(Minghui.org) Yıllar önce bir akşam, üç polis memuru aniden daireme zorla girdiler. Falun Dafa kitaplarını, Shifu'nun sesli derslerini ve Minghui haftalık dergilerini içeren çantayı aceleyle masanın altına sakladım. Doğru düşünceler gönderdim ve Shifu'dan Dafa materyallerini korumasını istedim.
Kocam izlerken polis dairenin her köşesini aradı. Dafa kitaplarının bulunduğu çantaya bir fener tuttular ama onlara dokunmadılar. Yatak çarşaflarını bile kontrol ettiler ama hiçbir şey bulamadılar. Sonunda odadan çıktılar. Çarşafların altında gerçekleri açıklayacak bir şey vardı. Onu bulamadıkları için çok mutluydum. Ben nesneyi yataktan çıkarmaya çalışırken, polisler yatak odasına geri döndüler. Çarşafı kaldırdıklarında nesne düştü. O an bu soruna gururumun sebep olduğunu anladım.

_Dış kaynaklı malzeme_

Issue #353, opened 2026-09-12
[Core refactor 13/16] Move database selection and factory composition to authserver


leodip:
## Goal

Move `NewDatabase` / `OpenDatabase` and database-configuration mapping to authserver, leaving the `Database` contract and the engine implementations in core for now.

## Rationale

Only the auth server opens the application database, but `src/core/data/database.go` currently combines the large `Database` interface with factory imports for all four engines and `core/config`. Extracting the composition removes the shared module's reason to select drivers, and makes it possible to move the adapters afterwards.

## Why this is one issue and not several

**This issue was kept separate deliberately.** It is the only remaining issue in the epic that is not a move, and it is the highest-value one: it is the single cut point that removes five foreign modules from the admin console's binary, six issues before the persistence packages themselves move.

`src/core/data/database.go` is the only production file in `core` that imports an engine package — every other importer is an auth-server test:

```
src/core/data/database.go:12-18
	"github.com/leodip/goiabada/core/config"
	"github.com/leodip/goiabada/core/data/commondb"
	"github.com/leodip/goiabada/core/data/migrator"
	"github.com/leodip/goiabada/core/data/mssqldb"
	"github.com/leodip/goiabada/core/data/mysqldb"
	"github.com/leodip/goiabada/core/data/postgresdb"
	"github.com/leodip/goiabada/core/data/sqlitedb"
```

Importing `core/data` at all therefore compiles all four drivers, and five of the core packages the admin console imports in production reach it — `core/oauth`, `core/user`, `core/middleware`, `core/validators`, `core/sessionstore` — so closing any one of those paths achieves nothing. Point 7 below closes all five at once.

## Implementation guidance

1. Split the factory and composition functions from the `Database` interface without changing the interface yet.
2. Move engine selection, DSN and config mapping, create/open behavior, `LogSQL` wiring and supported-engine error handling into authserver.
3. Update authserver main, the migrate command, the data-test setup and any setup tooling to call the new factory.
4. During this transition the factory may instantiate engine packages still located under `core/data`. Record those temporary edges against #354.
5. Preserve exact defaults, DSN construction, connection-pool behavior, SQLite single-connection behavior, logging, ping and open timing, the create-database flow and error wrapping.
6. Add table-driven factory tests for all engine names and invalid configuration.
7. Ensure `core/data` no longer imports `core/config` and no longer imports the four engine packages.

## Compatibility and non-goals

[...]

Issue #345, opened 2026-09-12
[Core refactor 14/29] Move account and domain validators owned by authserver


leodip:
## Goal

Move the database-backed email/profile validators and auth-only password/address/phone validation to authserver, leaving only validators genuinely used by both applications in core.

## Rationale

After dead admin interfaces are removed, adminconsole directly uses only identifier validation and the angle-bracket helper. Email uniqueness, profile persistence checks, password policy, canonical address, and phone validation run on the auth server behind its API. Treating all validation as inherently shared confuses a technical category with application ownership and keeps database and auth-only reference data in core.

## Implementation guidance

1. Re-run the production consumer census after #333; use it as the source of truth.
2. Move email, profile, password, address, and phone validators, input types, mocks, and tests to authserver.
3. Move core/phonecountries with phone validation if no admin production consumer remains.
4. Keep IdentifierValidator and ContainsAngleBrackets in core while both applications use them.
5. Preserve normalization, length limits, Unicode handling, reserved values, password rules, uniqueness queries, nullable fields, country/region rules, phone parsing, translated error codes, and validation order.
6. Keep validation at the same trust boundary: admin forms may still perform shared presentation checks, while authoritative validation remains in authserver API handlers.
7. Do not duplicate rule implementations between applications.

## Compatibility and non-goals

- This is a structural refactor only. Do not change business rules, OAuth/OIDC behavior, HTTP routes, status codes, response bodies, persistence behavior, configuration names, logging semantics, or security policy.
- Preserve public serialized representations, including JSON fields, session payloads, cookie names, token claims, database values, and error classification.
- Move or regenerate tests and mocks with the code they cover. Do not weaken assertions to make the move pass.
- Avoid temporary forwarding aliases unless a concrete compatibility consumer requires one; any temporary exception must name its removal issue.
- Keep every commit buildable where practical and finish with gofmt and tidy only in modules whose imports changed.

## Acceptance criteria

- The remaining core/validators package has no data/model dependency and every exported symbol has consumers in both applications.
- Authserver API validation responses and localization are unchanged.
- Adminconsole continues to surface the same field errors returned by the API.

- The unit tier passes for core, authserver, and adminconsole.
- The repository-wide gofmt and error/logging convention guards pass.
- Relevant race, data, and integration tests continue to pass.
- The PR description lists old and new package paths and confirms runtime behavior is unchanged.

## Dependencies

Depends on #333, #337, and #344.

## Epic context

[...]

Issue #231, opened 2026-08-17
Implicit flow response-mode support is inconsistent: form_post is advertised but rejected, and an error for an explicit response_mode=query is emitted in query


leodip:
Goiabada treats response-mode support as a single global set, but its actual capability depends on
the response type. The two facts do not line up, in both directions, and the seam runs through
request validation, discovery metadata, the success emitter, the error emitter, the tests and the
docs.

**1. `form_post` is advertised for implicit requests and refused for them.**

`HandleWellKnownOIDCConfigGet` advertises `response_modes_supported` as `["query", "fragment",
"form_post"]` unconditionally, and `validators.IsSupportedResponseMode` accepts the same three. But
`AuthorizeValidator.ValidateRequest` contains:

```go
// Per RFC 6749 4.2.2 and OIDC Core 3.2.2.5: implicit grant tokens MUST be in fragment
// If response_mode is explicitly set for implicit flow, it must be fragment
if isImplicitFlow && len(input.ResponseMode) > 0 && input.ResponseMode != "fragment" {
    return customerrors.NewErrorDetailWithHttpStatusCode("invalid_request",
        "Implicit flow requires response_mode=fragment or no response_mode (fragment is the default for implicit flow).",
        http.StatusBadRequest)
}
```

So `response_type=token&response_mode=form_post`, and the same for `id_token`, `id_token token` and
`token id_token`, is refused although the server advertises the mode. That refusal is not required by
either document the comment cites. OAuth 2.0 Form Post Response Mode section 4 says:

> "In particular, it is safe to return Authorization Response parameters whose default Response
> Modes are the query encoding or the fragment encoding using the form_post Response Mode."

and Appendix A of the same document demonstrates exactly
`response_type=id_token&response_mode=form_post`. OpenID Connect Core 3.2.2.5 uses the fragment
"unless a different Response Mode was specified", and OAuth 2.0 Multiple Response Type Encoding
Practices prohibits only the *query* encoding for these response types, not `form_post`.

**2. Even with that validation bypassed, the success emitter cannot honour the mode.**
`issueImplicitTokens` in `handler_auth_issue.go` has no response-mode dispatch. It ends in:

```go
http.Redirect(w, r, redirectURI+"#"+encodeResponseParams(params), http.StatusFound)
```

so an implicit success is always a fragment regardless of `AuthContext.ResponseMode`. The error
emitter `redirToClientWithError`, by contrast, does implement a `form_post` branch and renders it
[...]

PR #369, opened 2026-09-16
refactor(validators): move the provider and account validators to authserver

### LINKED ISSUE #123: Refresh token validation dereferences the user from GetUserBySubject without a nil check
## Problem

The `refresh_token` branch of `TokenValidator.ValidateTokenRequest` looks the user up by the token's `sub` claim, never checks the result for nil, and dereferences it about 45 lines later.

`src/core/validators/token_validator.go:501-505`:

```go
sub := refreshTokenInfo.GetStringClaim("sub")
user, err := val.database.GetUserBySubject(nil, sub)
if err != nil {
    return nil, err
}
// no nil check
```

`src/core/validators/token_validator.go:548`:

```go
userHasPermission, err := val.permissionChecker.UserHasScopePermission(user.Id, inputScopeStr)
```

`GetUserBySubject` returns `(nil, nil)` for a subject with no matching row. `commondb.getUserCommon` (`src/core/data/commondb/user.go:70`) only populates the struct when `rows.Next()` reports a row and returns a nil pointer otherwise. So an unresolvable `sub` would reach `user.Id` as a nil dereference.

## This is not reachable today

Worth stating up front, because it sets the priority. Three separate things stop it:

1. `codes.user_id` and `refresh_tokens.user_id` are both `REFERENCES users (id) ON DELETE CASCADE`, so deleting a user removes their codes and refresh tokens. `GetRefreshTokenByJti` returns nil and the request fails well before this point.
2. If the user row is missing for any other reason, `CodeLoadUser` and `RefreshTokenLoadUser` leave `Code.User` / `RefreshToken.User` at the zero value instead of erroring (`src/core/data/commondb/code.go:185`, `if user != nil { code.User = *user }`). `Enabled` is then false and the branch returns "The user account is disabled." earlier.
3. `users.subject` is assigned at creation and never updated anywhere in the codebase, so a live refresh token's `sub` always resolves to its row.

So this is latent, not a live crash. I could not construct a request that reaches it.

## Why fix it anyway

All three guards are incidental to this code and remote from it. Guard 2 is the fragile one: it is a load helper that succeeds silently on a missing row, so it sits one `if user != nil` away from letting a nil user through, at which point the refresh branch panics instead of returning an error.

The codebase already treats this lookup as nil-returning everywhere else:

- `src/core/validators/email_validator.go:81` and `:124`
- `src/core/validators/profile_validator.go:83`
- `src/authserver/internal/handlers/handler_userinfo.go:44`
- the account API handlers in `src/authserver/internal/handlers/apihandlers/`

The two sibling validators carry a comment naming this exact hazard: "An unresolvable subject is not a validation problem the caller can show to a user: it means the request carried a stale or forged subject. Surface it as an error rather than dereferencing nil below."

`token_validator.go` is also internally inconsistent. The `password` branch nil-checks its own user lookup at `:630`. The refresh branch is the only user lookup in the file that does not.

## Suggested fix

Match the sibling validators:

```go
sub := refreshTokenInfo.GetStringClaim("sub")
user, err := val.database.GetUserBySubject(nil, sub)
if err != nil {
    return nil, err
}
// An unresolvable subject on a live refresh token means the token and the users
// table disagree. Surface it rather than dereferencing nil below.
if user == nil {
    return nil, errors.WithStack(errors.New("subject not found: " + sub))
}
```

`errors.WithStack` (a 500) matches `email_validator.go` and `profile_validator.go`, and reflects that an unresolvable `sub` on a token this server issued is an internal inconsistency rather than client error. The alternative is a `customerrors` `invalid_grant` / 400 on the grounds that the token is unusable and the client should stop presenting it. Either is defensible; the in-package precedent points at the first.

## Impact

Low, and defensive only. No behavior change for any request that succeeds or fails today. Four lines in one file, plus a subtest if the branch is worth covering.

Found while reviewing #119, which refactored the code immediately below this lookup. Not caused by that PR.

### LINKED ISSUE #344: [Core refactor 9/16] Move provider and account validators to authserver

leodip:
Closes #344. Absorbs #230 and #124, both closed pointing here; #345 was closed and replaced by this.

## What this is for

`src/core/validators` is 12,811 lines across 19 files, and it is the single edge by which all four
database drivers and `go-sqlbuilder` reach the admin console's binary:

```
adminconsole/cmd/goiabada-adminconsole -> core/validators -> core/data -> core/data/<engine> -> driver
```

Inside the admin console's production closure `core/validators` is the only package that imports
`core/data`, and the only one that imports `core/phonecountries`. Yet the admin console names just
two symbols from it, `ContainsAngleBrackets` and `NewIdentifierValidator`, neither of which touches a
database.

This change moves the seven validators that belong to the auth server into
`authserver/internal/protocolvalidation` and `authserver/internal/accountvalidation`, and leaves
`core/validators` as a kernel package of two files — `identifier_validator.go` and
`angle_brackets_validator.go` — importing nothing but `strings`, `regexp` and `core/i18n`. 90
packages leave the admin console's production closure as a result, the four drivers and
`go-sqlbuilder` among them.

## The rule this establishes

A package in `core` is there because **both** applications need it, not because it was written before
the boundary existed. `ARCHITECTURE.md`'s two tables are the enforcement: the ownership row for
`core/validators` becomes `kernel` with no issue against it, and the five foreign-module rows that
say a driver is `reachable today` become `no`. Both directions are checked by `AssertArchitecture` in
all three module unit tiers, so the document cannot drift from the import graph in either direction.

Two defects are fixed on the way, because neither can be checked except against this move:

- **#230** — no test asserted the English sentence a user actually reads for 24 of the validators'
  messages. A catalog edit swapping "uppercase" for "lowercase" in the password policy message left
  6,929 tests green while the form told the user to fix the wrong thing. The message tables are what
  prove the move changed no message, so they are added first, and `src/core/i18n/error_codes.md` — a
  hand-maintained second copy of 60 of those sentences that nothing checked — is held to the catalog
  by a guard.
- **#124** — the same split-resolve-reject sequence for a `resource:permission` scope was written
  three times, in `ValidateScopes`, `validateClientCredentialsScopes` and `validateROPCScopes`. One
  `resolveScope` replaces all three while the three callers are still in one package, so the
  extraction is a refactor rather than a rename, and each caller keeps its own wording — the three
  sites' error descriptions are asserted byte for byte by the integration suite and none of them
  changes.

#123, a panic on a refresh token whose `sub` resolves to no user, is folded in as a commit before the
move. #137, #116 and #231 are moved as they stand; after this change they live at
`src/authserver/internal/protocolvalidation/token_validator.go` (#137, #116) and
`.../authorize_validator.go` (#231).

## Status

**Complete. All six stages have landed, the check suite is green on `51b2806b`, and the final review
came back clean.**

The thing this issue exists for is done: the admin console's production import closure no longer
contains `core/data`, any of the four database drivers, or `go-sqlbuilder`. 90 packages left it,
measured with `go list -deps -json` against a baseline captured before the move, and
`ARCHITECTURE.md`'s five foreign-module rows now read `reachable today = no` — asserted against the
real import graph in both directions by `AssertArchitecture`, in all three module unit tiers.

Every behaviour change this issue carries was in place and pinned after stage 3. Stages 4, 5 and 6
are the move itself, and `git diff -M` renders them as renames. Each stage's section below carries
its commit and its test totals.

### Stage 1: seven message tables, and the guard that holds `error_codes.md` to the catalog

Landed in `06f039f7`.

All 24 validator messages that no test asserted are now asserted against the English catalog, across
the seven groups that return an `*i18n.LocalizedError` — address, email, password, phone, profile,
identifier and angle brackets. `assertLocalizedErrorCode` gains a fourth parameter and becomes
`assertLocalizedError`; `assertLocalizedCode`, which differed from it only in name, is deleted and
its call sites repoint, so the package has one assertion helper rather than two that would land in
the same new package as duplicates.

`src/core/i18n/error_codes.md` gains the seven missing `validator.authorize.*` rows, taking it from
60 rows against 67 keys to 67 against 67, and `testutil.AssertErrorCodeDoc` now holds it to
`catalogs/active.en.toml` in both directions: exactly one row per `validator.*` and `handler.*` key,
that row's message equal to the catalog value byte for byte, and no row naming a key the catalog
lacks. It is written as a finder plus a reporting half, driven from a rule test through `RunGuard`,
and called from all three module unit tiers.

Unit green on all three modules, **6952 passing** against a 6929 baseline. Seven catalog mutations,
one per group, survived before this and are caught after, each by the group's own unit test when the
run is narrowed to it; three more on the guard itself, including blinding its `Errorf`, are caught by
its rule test. The data and integration tiers are not applicable — no query, handler, route or schema
is touched.

### Stage 2: a refresh token whose subject resolves to no user (#123)

Commit `a4d3906d`. Closes #123.

`GetUserBySubject` answers `(nil, nil)` for a subject that names no row, and the `refresh_token` arm
dereferenced `user.Id` in the permission re-check some sixty lines later, so an orphaned `sub`
panicked the process. The refusal is four lines, placed immediately after the lookup and above the
scope loop.

**The placement is the substance, not the nil check.** The dereference sits in a branch skipped for
an OIDC scope, `offline_access` and the injected `authserver:userinfo` scope, so a check written at
the panic site would refuse a resource-scope refresh and still mint a fresh access token for an
`openid`-only one. The two test rows are exactly that pair, and the resource row registers no
`UserHasScopePermission` expectation, so the strict mock proves the refusal precedes the loop.

**It answers a 500, per decision 8a**, via a single `errs.Errorf("subject not found: %v", sub)`. No
supported operation leaves a live refresh token whose subject resolves to nothing — `DeleteUser`
deletes the user's refresh tokens in the same transaction, and the authorization-code ones go with
`codes.user_id` CASCADE — so this is a disagreement between the tokens and the users table rather
than anything the client did, and it is what this arm already answers for its other
signed-but-impossible states (missing `jti`, missing `offline_access_max_lifetime`, invalid `typ`).
The classification was challenged at the plan gate on RFC 6749 5.2 and is recorded as provisional;
overturning it costs one branch and one test. Both rows assert through `errors.As` that the error is
**not** a client-facing `ErrorDetail`, so the choice is pinned either way.

Tiers: unit **6955 pass**, data (sqlite) **554 pass**, integration (sqlite) **1394 pass**. One
mutation, replacing the refusal with a fabricated user, **caught** by both rows.

### Stage 3: one `resolveScope` for the three scope sites (#124)
Commit `0ca1bcd0`.

`ValidateScopes`, `validateClientCredentialsScopes` and `validateROPCScopes` each carried a copy of
the same sequence - split on `:`, reject a malformed pair, resolve the resource, resolve the
permission on it, reject if absent - and the copies had already diverged: only the client credentials
one kept the resolved row, which is what the #104 fix needs to compare permission ids rather than
bare identifiers. `resolveScope` now owns that sequence, package-level and unexported.

It returns an outcome and never a message. The three sites answer the same conclusion with
deliberately different text and the integration suite asserts all of it verbatim, so each caller
keeps its own `switch` and its own `fmt.Sprintf`; `error` stays reserved for a genuine database
failure and is propagated unwrapped to a 500. Ownership stayed with the callers too: whether a
permission exists on a resource is the shared question, whether it is *this client's* is the client
credentials grant's own rule, and ROPC asks the same of the user.

New tests: a database-failure case per query at the authorize endpoint, pinning that a fault is a 500
and not an `invalid_scope` denial; and ROPC cases for an unknown resource and a permission absent on
a known resource, asserting both descriptions in full, which that site had no unit case for. Five
mutations, all caught - including #104 reintroduced by comparing bare identifiers, and the ROPC
wording replaced with the authorize endpoint's.

Tiers: unit 6961 passing, data and integration green on sqlite. No user-visible change: no endpoint,
status, response body or message moved.

### Stage 4: the five account validators become `authserver/internal/accountvalidation`
`af1602e0`

`email`, `profile`, `password`, `address` and `phone` leave `core/validators` for a new flat package
beside the auth server's other internal ones. Production and test travel together, and `git diff -M`
renders all ten as renames: nine have a one-line diff, the package clause, and
`address_validator.go` has thirteen lines, its import plus the five calls to the staying
`ValidateNoAngleBrackets` that it now qualifies. That is the single moving-to-staying code edge, and
the move being a path change rather than a rewrite is the reason the assertions stage 1 added still
mean what they meant.

Fifteen consumers repoint - nine production files, six test - and the `EmailValidator` and
`PasswordValidator` mocks regenerate into `accountvalidation/mocks` as `mocks_accountvalidation`,
with the two stale files under `core/validators/mocks` removed by hand, since mockery writes files
and never removes them.

Three smaller things land with it. `assertLocalizedError` is **copied** into
`angle_brackets_validator_test.go` rather than moved with its declaration: the staying test calls it
twice, and the two packages are in different modules now, so `core` cannot import the auth server to
share one. `core/testutil/fake`'s `TestEmail` hands its validator cross-check to the package that
owns the rule, as `TestValidateEmailAddress_AcceptsEveryGeneratedAddress` - the property is
unchanged and still proven against the real validator rather than a regex copied into core, which is
what the original comment was written to refuse. And `authserver/internal/accountvalidation` joins
`slogRequestPathDirs` though it writes no record today, so a plain `slog.Warn` added beside a
validator later is refused rather than silently uncovered.

**Tests.** Unit green, 6962 passing, 0 failing. Integration green on sqlite, 1394 passing - run
because the account and users API handlers are repointed. Data green on sqlite, 554 passing. One
mutation, capping the email local part below the twelve characters `fake.Email()` draws: caught, and
the new case is named in the failure list. A first attempt that dropped digits from the pattern also
reported caught, but by other tests only - `fake.Email()` draws no digits - which is why the failure
list rather than the exit code is what settles a mutation.

`core/validators` is left holding `authorize`, `token`, `identifier` and `angle_brackets`.

### Stage 5: `authorize` and `token` become `authserver/internal/protocolvalidation`, and the driver rows fall
`c4e88dca`

The last two validators leave `core/validators`, which is left holding `identifier_validator.go` and
`angle_brackets_validator.go`, importing `strings`, `regexp` and `core/i18n` and nothing else. Ten
consumers repoint, four production and six test. The `AuthorizeValidator` and `TokenValidator` mocks
regenerate into `protocolvalidation/mocks`, `core/validators/mocks/` is deleted, and no mock for a
validator is generated under `core/` any more.

**This is where the drivers leave the admin console.** The edge was
`adminconsole/cmd/goiabada-adminconsole -> core/validators -> core/data -> core/data/<engine> ->
driver`, and severing it removes 90 packages from the production import closure - `core/data`, all
four drivers, `go-sqlbuilder`, and incidentally `core/auditlog`, `core/oidc`, `core/rsautil`,
`core/urlutil` and `core/uuidutil`, which are other issues' ownership rows this quietly advances.
The count is checked rather than asserted: `go list -deps -json` against the finished tree, diffed
with the baseline captured before the move, reports exactly the 90 the grounding experiment
predicted and 0 arriving.

`ARCHITECTURE.md`'s five foreign-module rows therefore flip to `no`, and they are **kept at `no`
rather than deleted**, at `—` for `cleared by` the way the standing `pquerna/otp` row already is.
The epic exists to get those modules out of that binary; a deleted row would stop objecting if a
driver edge ever came back. The document's prose said the drivers leave at 13/16 via #353, on the
argument that `core/data/database.go` is the only production file in `core` importing an engine
package and so the single cut point. They left at 9/16, here, because severing the one edge that
reaches `core/data` does the same job from the other end - which is why `reachable today` is
asserted against the real closure and not derived from an argument about which issue owns the cut.

The `core/validators` ownership row becomes `kernel` with no issue, which turns kernel purity on for
the package. `core/oauth`'s package doc loses its stated reason for `ParseResponseType` staying in
core - the admin console no longer links `core/validators` for anything that reaches it - and the
conclusion now stands on the reason beside it, that `core` may not import the auth server at all.

**Tests.** Unit green, 6962 passing, 0 failing, unchanged from stage 4, which is what a move should
produce. Integration green on sqlite, 1394 passing - run because `handler_authorize.go` and
`handler_token.go` are repointed. Data green on sqlite, 554 passing. One mutation: flipping the
sqlite row back to `yes | #353` fails `TestArchitectureBoundaryHolds` with "nothing reaches it any
more", so the `no` is measured against the real closure rather than a table agreeing with itself.

### Stage 6: `core/phonecountries` becomes `authserver/internal/phonecountries`

Landed in `51b2806b`.

`core/phonecountries` had no admin console consumer at all: both callers are auth server
`apihandlers` that render a country list. It moves to `authserver/internal/phonecountries`, a
package of its own rather than a fold into `accountvalidation`, because `Get()` and `PhoneCountry`
are a UI data table and not a validation rule - merging them would make a validation package export
a country list. Both files move verbatim, with the package clause and the `core/countries` import
untouched, so `git diff -M` renders the pair as renames with zero changed lines. Three production
importers repoint.

`ARCHITECTURE.md` loses the `core/phonecountries` ownership row in the same commit, which the
architecture guard requires rather than merely permits: `checkTableHygiene` fails a row whose
package holds no production Go file.

Two comments in `core/countries` named the moved package and now reach across a module boundary.
The generator's carries more than a path: `maxCallingCodes = 5` mirrors the runtime cap in
`phonecountries.Get`, the two sides are in different modules now, so nothing compiles them together
and that comment is the whole of what holds them. `countries.go`'s named the symbol with no path,
so the planned fanout's grep missed it; it is one clause on a surface this commit already edited,
so it was fixed here rather than deferred.

**Tests.** Unit green, 6962 passing, 0 failing, unchanged - which is what a rename should produce,
and the tier that runs the architecture guard. Integration green on sqlite, 1394 passing, including
the 62 phone-endpoint assertions that check the repointing changed no wire output. Data green on
sqlite, 554 passing. One mutation, against the moved test file, because the risk in a rename is a
test that stopped running rather than one that broke: dropping the `+` from `callingCode` in `Get()`
is caught.

## Verification

Every tier ran. The split between what ran locally and what the check suite reports is deliberate:
each stage ran the unit tier and, where it touched a handler, route or query, the data and
integration tiers **on sqlite** locally, and deferred mysql, postgres and mssql to CI — which is the
only place a four-engine result exists.

**Locally, per stage** (inside the dev container, via `where.sh`):

| Tier | Final result | Baseline |
|---|---|---|
| Unit, three module tiers | **6962 passing**, 0 failing | 6929 at `940d0119` |
| Data, sqlite | **554 passing** | unchanged |
| Integration, sqlite | **1394 passing** | unchanged |

The unit count rises by 33 and never falls: stage 1 adds the message assertions and the
`error_codes.md` guard, stages 2 and 3 add the #123 and #124 cases, and stages 4, 5 and 6 leave it
flat at 6962 — which is what a move should produce and is itself part of the check.

**The check suite, on the final commit** — `51b2806b1d4afab741f3e4b4006830e18d9ce7fa`, green on all
thirteen jobs
([run](https://github.com/leodip/goiabada/actions/runs/35049957348)):

```
Build validation   Lint          Vulnerabilities   Versions      Unit / race
Unit / core        Unit / authserver               Unit / adminconsole         Unit / setup
Tests / sqlite     Tests / mysql Tests / postgres  Tests / mssql
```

Polisler benden onlarla gitmemi istediler. Shifu'ya hatamı sessizce itiraf edip yardım istediğimde ortam biraz rahatladı. Tam beni götürmek üzereyken kocam dışarı çıktı. Polis ona ertesi gün eve gönderileceğime dair güvence verdi, bu yüzden isteksizce beni götürmelerine izin verdi. Bu beni gerçekten çok kızdırdı. Direndim ve memurlarla tartıştım ama boşuna. Sonunda onlarla birlikte gittim. Ancak kocamın davranışları yüzünden hâlâ öfkeliydim.
Beni sorguya çektiler ve bilgi materyallerini nereden aldığımı sordular ama onlarla işbirliği yapmadım. Bunun yerine onlara Dafa'nın önemini ve bilgi materyallerinin insanlara nasıl fayda sağlayacağını anlattım. Beni sorgulamayı bıraktıklarında sakinleştim ve içime baktım. Pek çok takıntı gördüm: Coşku, kızgınlık ve mücadele ruhu. Bu takıntıların durumu daha da kötüleştirdiğini fark ettim.
Ertesi öğleden sonra, bir uygulayıcı arkadaşım ve ben polis karakoluna götürüldük. Arabada karakol müdürünün yanında otururken onun için çok üzüldüm ve ağlamaya başladım. Eski güçler benim boşluklarımdan yararlandılar ve polislerin Dafa'ya karşı suç işlemesini sağladılar. O anda bir nezaket dalgası hissettim ve sessizce onların bilen taraflarıyla içimden konuştum. Onların acılarını hissettim.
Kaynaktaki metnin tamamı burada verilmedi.